As well as mapping the heliosphere in three spatial dimensions, Ulysses is also investigating its behaviour in the fourth dimension - time. The Sun's character undergoes dramatic changes over the course of its 11-year activity cycle, from being relatively quiescent around sunspot minimum, to becoming violently active at sunspot maximum. These changes are reflected in the state of the solar wind and the heliosphere. Near solar minimum, the solar wind can exhibit large-scale, stable structures that persist for many 25-day rotations of the Sun. At solar maximum, on the other hand, the wind is highly variable, and the heliosphere is frequently disrupted by huge clouds of material blown from the Sun during solar storms. Ulysses, in its high-inclination orbit around the Sun, is uniquely placed to study these changing conditions.

Ulysses does more than study the solar wind, however. Its scientific instruments, many of which are even today state-of-the-art, are returning data of importance to a wide variety of studies in space plasma physics and astrophysics. Questions being addressed include the origin, acceleration and transport of energetic charged particles of solar and interplanetary origin, the transport of galactic cosmic rays in the heliosphere, the nature of the interstellar gas and dust that flows through the heliosphere, the origin of cosmic gamma-ray bursts, and the characteristics of the many natural radio signals emitted by the Sun and the interplanetary plasmas. Studies of the solar wind itself to which Ulysses is making major contributions encompass its origin in the solar corona, the nature of the magnetic field it carries away from the Sun, and its interaction with the interstellar gas and plasma that surrounds the heliosphere. In short, Ulysses is more than living up to its name as an explorer of unknown territory.

Future science objectives

Ulysses' third orbit of the Sun began in 2004. Important new observations in a different phase of the sunspot cycle and in the second half of the solar magnetic cycle can be made in this orbit.
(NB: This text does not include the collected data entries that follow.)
PR #475, opened 2019-05-22
Paper: pyjanitor - clean APIs for data cleaning

ericmjl:


deniederhut:
Hi @ericmjl ! It looks like none of our reviewers were able to complete their reviews for your paper by the deadline, so I'll be stepping in to complete the review myself. Please expect comments from me some time in the next handful of days 🙂.

.gitignore
```diff
@@ -5,3 +5,4 @@ _build
 *.pyc
 *.swp
 *~
+.vscode/settings.json
```
deniederhut: Please don't change files outside of your paper directory.

papers/eric_ma/manuscript.rst
```diff
@@ -0,0 +1,403 @@
...
+
+.. class:: abstract
+
+    The ``pandas`` library has become the de facto library for data wrangling
+    in the Python programming language. However, inconsistencies in the
+    ``pandas``  application programming interface (API), while idiomatic due to
+    historical use, prevent use of expressive, fluent programming idioms that
+    enable self-documenting ``pandas`` code. Here, we introduce ``pyjanitor``,
+    an open source Python package that extends the ``pandas`` API with
+    expressive and fluent idioms. We describe how ``pyjanitor`` reconciles
```
deniederhut: You are repeating "expressive and fluent" here.

papers/eric_ma/manuscript.rst
```diff
@@ -0,0 +1,403 @@
...
+It is a common experience amongst data scientists that data wrangling can
+occupy up to 80% of their time :cite:`nytimes` :cite:`JSSv059i10`. Part of this
+time is spent defining modelling approaches, and part of this time is writing
+code that executes the sequence of transformations on raw data that wrangle it
+into the necessary shape for downstream modelling work.
+
+In the Python ecosystem, ``pandas`` is the *de facto* tool for data
+manipulation. As reflected by the article with a pun-laden title, "Pandas
+responsible for Python explosion", ``pandas`` was pivotal for the development
+of the Python programming language away from merely a scripting language to
```
deniederhut: Calling Python "merely a scripting language" is inaccurate, unnecessary for the argument you are making, and frankly feels inflammatory. I'm also not sure that Pandas has contributed much at all to the base Python language, unless you count the buffer protocol (which comes from NumPy). 

Perhaps what you meant to say was that Pandas provides functionality for a particular use case (tabular data manipulation) that is required for analytic work, but absent from the standard library.

papers/eric_ma/manuscript.rst
```diff
@@ -0,0 +1,403 @@
...
+
+Data preprocessing, or data wrangling, is an unavoidable task in data science.
+It is a common experience amongst data scientists that data wrangling can
+occupy up to 80% of their time :cite:`nytimes` :cite:`JSSv059i10`. Part of this
+time is spent defining modelling approaches, and part of this time is writing
+code that executes the sequence of transformations on raw data that wrangle it
+into the necessary shape for downstream modelling work.
+
+In the Python ecosystem, ``pandas`` is the *de facto* tool for data
+manipulation. As reflected by the article with a pun-laden title, "Pandas
```
deniederhut: I think the citation for this article is missing. Now that I'm thinking about it, a better option might be the stack overflow developer survey from this year.

papers/eric_ma/manuscript.rst
```diff
@@ -0,0 +1,403 @@
...
+responsible for Python explosion", ``pandas`` was pivotal for the development
+of the Python programming language away from merely a scripting language to
+one in which data science workflows could be constructed and executed.
+
+``pandas`` provided the key primitive object for data science's key modelling
```
deniederhut: I don't know that you want to make the argument that tables are "the key" primitive object (this accolade might go to arrays instead). Perhaps they are "a key" abstraction. Also, you repeat the words "key" and "modelling" here.

papers/eric_ma/manuscript.rst
```diff
@@ -0,0 +1,403 @@
...
+
+.. code-block:: python
+
+    import pandas as pd
+    import numpy as np
+
+    df = pd.DataFrame(...)
+    # standardize column names.
+    df.columns = [
+        i.lower().replace(' ', '_') for we in df.columns
```
deniederhut: This doesn't seem like it will execute the way you are expecting. I would also add that you can do this without resorting to list comprehensions by using the vectorized string methods defined on the Column object itself.

papers/eric_ma/manuscript.rst
```diff
@@ -0,0 +1,403 @@
...
+    ]
+    # remove unnecessary columns
+    del df['column_name_14']
```
deniederhut: There is also the .drop method, if you prefer functional approaches.

papers/eric_ma/manuscript.rst
```diff
@@ -0,0 +1,403 @@
...
+    # transform a column by taking the log
+    df['column_name_13'] = np.log10(df['column_name_13'])
+    df = df[df['column_name_12'] < 3]
+    df = df.dropna()
+
+This coding style has become idiomatic over the years. However, the mixing of
+imperative and functional programming styles, and the lack of
+*informative operation names*, yields a non-fluent expression of what is
```
deniederhut: This feels like a value judgment presented with little evidence. Which names are uninformative? Why?

papers/eric_ma/manuscript.rst
```diff
@@ -0,0 +1,403 @@
...
+intended to be accomplished. This, in turn, hampers readability, and hence
```
deniederhut: Several of your examples share syntax with both NumPy and R, and should feel at least roughly familiar to people coming from other numeric approaches. So when you say it harms readability, which group of people is it harming?

papers/eric_ma/manuscript.rst
```diff
@@ -0,0 +1,403 @@
...
+    import pandas as pd
+    import numpy as np
+    import janitor
+
+    df = (
+        pd.DataFrame(...)
+        .clean_names()
+        .remove_column('column_name_14')
+        .transform_column('column_name_13', np.log10)
+        .query('column_name_12 < 3')
```
deniederhut: The query method is also available in Pandas, so it feels a bit disingenous to list it here as a feature provided only by pyjanitor.

papers/eric_ma/manuscript.rst
deniederhut: Repeating "fluent and expressive" here

papers/eric_ma/manuscript.rst
```diff
@@ -0,0 +1,403 @@
...
+        .dropna()
+    )
+
+This is the API design that ``pyjanitor`` aims to provide to ``pandas`` users.
+By using a fluent API design, ``pyjanitor`` explicitly targets a
```
deniederhut: Repeating "fluent and expressive" here.

papers/eric_ma/manuscript.rst
```diff
@@ -0,0 +1,403 @@
...
+``pandas``-compatible API that enables data scientists to construct their data
+processing code in an expressive fashion. By providing data processing
+routines, we also save time for data scientists and engineers like ourselves,
```
deniederhut: This feels like a value judgment without evidence. How much time are you saving? How did you measure this?

The "like ourselves" feels superfluous here.

papers/eric_ma/manuscript.rst
```diff
@@ -0,0 +1,403 @@
...
+
+History of ``pyjanitor``
+------------------------
+
+``pyjanitor`` started as a Python port of the R package ``janitor``, which
+provides the same functionality to R users. The initial goal was to explicitly
+copy the ``janitor`` function names while engineering it to be compatible with
+``pandas.DataFrames``, following Pythonic idioms, such as the method chaining
+provided by ``pandas``. As the project evolved, the scope broadened, to provide
+a defined and expressive DSL for data processing, centered around the DataFrame
```
deniederhut: Why is having a doman-specific language an important thing for data analysis?

papers/eric_ma/manuscript.rst
```diff
@@ -0,0 +1,403 @@
...
+    )
+
+This is the API design that ``pyjanitor`` aims to provide to ``pandas`` users.
+By using a fluent API design, ``pyjanitor`` explicitly targets a
+``pandas``-compatible API that enables data scientists to construct their data
+processing code in an expressive fashion. By providing data processing
+routines, we also save time for data scientists and engineers like ourselves,
+allowing us to accomplish our work more efficiently.
+
+History of ``pyjanitor``
```
deniederhut, line 164: This section feels rather brief. Were you intending to speak more about the motivation? The community of practice around the library?

papers/eric_ma/manuscript.rst
```diff
@@ -0,0 +1,403 @@
...
+------------------------
+
+``pyjanitor`` started as a Python port of the R package ``janitor``, which
+provides the same functionality to R users. The initial goal was to explicitly
+copy the ``janitor`` function names while engineering it to be compatible with
+``pandas.DataFrames``, following Pythonic idioms, such as the method chaining
+provided by ``pandas``. As the project evolved, the scope broadened, to provide
+a defined and expressive DSL for data processing, centered around the DataFrame
+object as a first-class citizen.
```
deniederhut: Someone might read this to mean that Pandas DataFrames are only given the privileges that other objects have in your library, and not in Python (e.g. https://en.wikipedia.org/wiki/First-class_function). Rewording this to say that your library provides an extension on Pandas DataFrames (and not Series, or labeled arrays) might make your intention more clear.

papers/eric_ma/manuscript.rst
```diff
@@ -0,0 +1,403 @@
...
+
+Architecture
+------------
+
+``pyjanitor`` relies completely on the ``pandas`` extension API :cite:`pandas`,
```
deniederhut: It might make more sense to link to the documentation here than to repeat your citation for the library.

papers/eric_ma/manuscript.rst
```diff
@@ -0,0 +1,403 @@
...
+intended to be accomplished. This, in turn, hampers readability, and hence
+code maintainability.
+
+In terms of API design, we might want a block of code that reads as follows:
+
+.. code-block:: python
+
+    import pandas as pd
+    import numpy as np
+    import janitor
```
deniederhut, line 134: Is there a reason that the module is named 'janitor' while the package is named 'pyjanitor'?

papers/eric_ma/manuscript.rst
```diff
@@ -0,0 +1,403 @@
...
+    def data_cleaning_function(df, **kwargs):
+        ...
+        # data cleaning functions go here
+        ...
+        return df
+
+In order to reduce the amount of boilerplate required, ``pyjanitor`` also makes
+heavy use of ``pandas_flavor`` :cite:`pf`, which provides an easy-to-use function
+decorator that handles class method registration. As such, to extend the
+``pandas`` API with more class-method-like functions, we just have to decorate
```
deniederhut: Do you mean instance method here?

papers/eric_ma/manuscript.rst
```diff
@@ -0,0 +1,403 @@
...
+        # data cleaning operations go here
+        ...
+        return df
+
+Underneath each data cleaning function, we are free to use both the imperative
+and functional APIs. What is exposed, though, is a functional and fluent API
+:cite:`fluent` for the end-user.
+
+Thanks to the ``pandas.DataFrame.query()`` API, symbolic evaluations are
+generally available in ``pyjanitor`` for filtering data. This enables us to
```
deniederhut: What is the benefit of using pyjanitor over using `query` directly?

papers/eric_ma/manuscript.rst
```diff
@@ -0,0 +1,403 @@
...
+
+.. code-block:: python
+
+    def data_cleaning_function(df, **kwargs):
+        ...
+        # data cleaning functions go here
+        ...
+        return df
+
+In order to reduce the amount of boilerplate required, ``pyjanitor`` also makes
```
deniederhut: Are there tradeoffs here around implicitly mutating the class object? E.g. discoverability? Are there any edge cases where the normal behavior of a DataFrame is modified?

papers/eric_ma/manuscript.rst
```diff
@@ -0,0 +1,403 @@
...
+and functional APIs. What is exposed, though, is a functional and fluent API
+:cite:`fluent` for the end-user.
+
+Thanks to the ``pandas.DataFrame.query()`` API, symbolic evaluations are
+generally available in ``pyjanitor`` for filtering data. This enables us to
+write functions that do filtering of the DataFrame using a verb that may
+match end-users' intuitions better. One such example is the
+``.filter_on('criteria')`` method, illustrated in the opening example.
+
+At the time of writing, there has been nascent development of bioinformatics,
```
deniederhut: This feels like it belongs in a 'future directions' section.

papers/eric_ma/manuscript.rst
```diff
@@ -0,0 +1,403 @@
...
+cheminformatics, and finance submodules. This enables convenient construction
+of fluent data preprocessing workflows for each of those particular subfields.
+The dependencies required for their usage are optional at install-time, and we
+provide instructions for end-users to install the relevant packages if they are
+not already installed locally.
+
+Design
+------
+
+Inspired by the ``dplyr`` world, ``pyjanitor`` functions are named with verb
```
deniederhut: Earlier in the paper, you stated that pyjanitor was inspired by janitor. Does janitor not use verbs?

papers/eric_ma/manuscript.rst
```diff
@@ -0,0 +1,403 @@
...
+expressions. This helps achieve the DSL-like nature of the API. Hence, if we
+want to "clean names", the end user can call on the ``.clean_names()``
+function. If the end user wants to "remove all empty rows and columns", they
+can call on ``.remove_empty()``. As far as possible, function names are
+expressed using simple English verbs that are understandable cross-culturally,
```
deniederhut: Isn't there a tradeoff here as well? Using plain English like this may risk imprecision, no? E.g. what if I have a variable called "names"? What if my row index consists of names? What if my column index is temporal offsets?

papers/eric_ma/manuscript.rst
```diff
@@ -0,0 +1,403 @@
...
+        .clean_names(
+            preserve_original=True,
+            remove_special=True,
+            ...
+        )
+    )
+
+In order to keep the code functional, no operations that change the original
+DataFrame are allowed. Hence, if the internal implementation of a function
+results in a mutation of the original DataFrame, we explicitly make a copy of
```
deniederhut: Many Pandas operations already copy data before modifying it. How often does your copying result in a double-copy? What's the worst case complexity for performing a single transformation? Is it ever worse than 2mn?

papers/eric_ma/manuscript.rst
```diff
@@ -0,0 +1,403 @@
...
+        df
+        .clean_names(
+            preserve_original=True,
+            remove_special=True,
+            ...
+        )
+    )
+
+In order to keep the code functional, no operations that change the original
+DataFrame are allowed. Hence, if the internal implementation of a function
```
deniederhut: How do you handle DataFrames that store objects?

papers/eric_ma/manuscript.rst
```diff
@@ -0,0 +1,403 @@
...
+the DataFrame first.
+
+Finally, we explicitly do not allow overriding or duplicating existing
+DataFrame class methods. The goal here is to extend ``pandas``, rather than
+replace its API.
+
+Documentation
+-------------
+
+Full API Documentation for `pyjanitor` is available on ReadTheDocs
```
deniederhut: This feels like it should be a footnote, not a section.

papers/eric_ma/manuscript.rst
```diff
@@ -0,0 +1,403 @@
...
+:cite:`docs`.
+
+An examples gallery, which contains Jupyter notebooks that showcase how to use
+``pyjanitor``, is also part of the documentation.
+
+Development
+-----------
+
+Additionally, development takes place on GitHub :cite:`github`.
```
deniederhut: I'm not sure what this sentence adds to the substance of the paper.

papers/eric_ma/manuscript.rst
```diff
@@ -0,0 +1,403 @@
...
+
+The reception to ``pyjanitor`` has been encouraging thus far. Newcomer
+contributors to open source have made their maiden contributions to
```
deniederhut: "maiden" feels unnecessarily gendered.

papers/eric_ma/manuscript.rst
```diff
@@ -0,0 +1,403 @@
...
+
+An examples gallery, which contains Jupyter notebooks that showcase how to use
+``pyjanitor``, is also part of the documentation.
+
+Development
+-----------
+
+Additionally, development takes place on GitHub :cite:`github`.
+
+The reception to ``pyjanitor`` has been encouraging thus far. Newcomer
```
deniederhut: This feels like a value judgment presented without evidence. How many active contributors are there? Do you have a CoC? Community guidelines?

papers/eric_ma/manuscript.rst
```diff
@@ -0,0 +1,403 @@
...
+Documentation
+-------------
+
+Full API Documentation for `pyjanitor` is available on ReadTheDocs
+:cite:`docs`.
+
+An examples gallery, which contains Jupyter notebooks that showcase how to use
+``pyjanitor``, is also part of the documentation.
+
+Development
```
deniederhut, line 294: This section feels fairly light on details. If there's not more to say than "we have a community of developers", I might consider omitting it from the paper.

papers/eric_ma/manuscript.rst
```diff
@@ -0,0 +1,403 @@
...
+As with most open source software development, maintenance and new feature
+development are entirely volunteer driven. Users are invited to post feature
+requests on the source repository issue tracker, but are more so invited to
+contribute an implementation themselves to share. To date, 31 contributors have
+made pull requests into ``pyjanitor``.
+
+Evolving Contributions
+----------------------
+
+In the spirit of being beginner-friendly, new contributions to the pyjanitor
```
deniederhut: I'm not sure what the point of this sentence is.

papers/eric_ma/manuscript.rst
```diff
@@ -0,0 +1,403 @@
...
+generalize the implementation.
+
+As an example, the commit history for ``clean_names()`` follows this pattern.
+The initial implementation manually listed out every character to be replaced
+by an underscore, in a DataFrame with a single column level. A later pull
+request extended the implementation to multi-level columns, and the current
+improved version uses regex string replacement. Each of these contributions
+were made by first-time open source contributors.
+
+The presence of a robust test suite with high test coverage enables us to
```
deniederhut: This feels superfluous.

papers/eric_ma/manuscript.rst
```diff
@@ -0,0 +1,403 @@
...
+have also been welcome. There is a salient lesson here: with open source tools,
+savvy users can help steer development in a direction that they need.
+
+As with most open source software development, maintenance and new feature
+development are entirely volunteer driven. Users are invited to post feature
+requests on the source repository issue tracker, but are more so invited to
+contribute an implementation themselves to share. To date, 31 contributors have
+made pull requests into ``pyjanitor``.
+
+Evolving Contributions
```
deniederhut: Is there a reason you have two different sections on development?

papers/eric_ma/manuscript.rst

As noted above, Ulysses has already characterized the 3-dimensional heliosphere at solar minimum and solar maximum, helped develop techniques to map solar wind fields and particles back to their solar sources, carried out joint radio burst triangulation studies with NASA's Wind spacecraft, determined properties of the local interstellar medium and magnetars, and revealed an important need for additional measurements relating to energetic particle dynamics in the second half of the 22-year Hale solar magnetic cycle.

Now well into its third solar orbit, Ulysses' science future goals include:

  • The analysis of energetic particle and dust dynamics in the second half of the solar magnetic cycle, when the reversed field is expected to have a major effect on their latitude dependence
  • To determine whether the north-south heliospheric asymmetry discovered in the first orbit is systemic or coincidental
  • To answer open questions about the 3-dimensional topology and structure of CMEs and the heliospheric current sheet, in conjunction with in-ecliptic spacecraft
  • To determine the solar source for composition signatures of different solar wind states, in conjunction with in-ecliptic spacecraft
  • To extend the temporal baseline for measuring properties of the local interstellar medium to enable a search for time/spatial variations
  • To serve as the out-of-ecliptic detector for the triangulation of gamma ray bursts
  • To continue to make observations of opportunity, for example like during the Jupiter distant encounter in 2004

Ulysses will enhance these studies by collaborating with SOHO, Wind, ACE, Solar-B, STEREO and the upcoming SDO mission.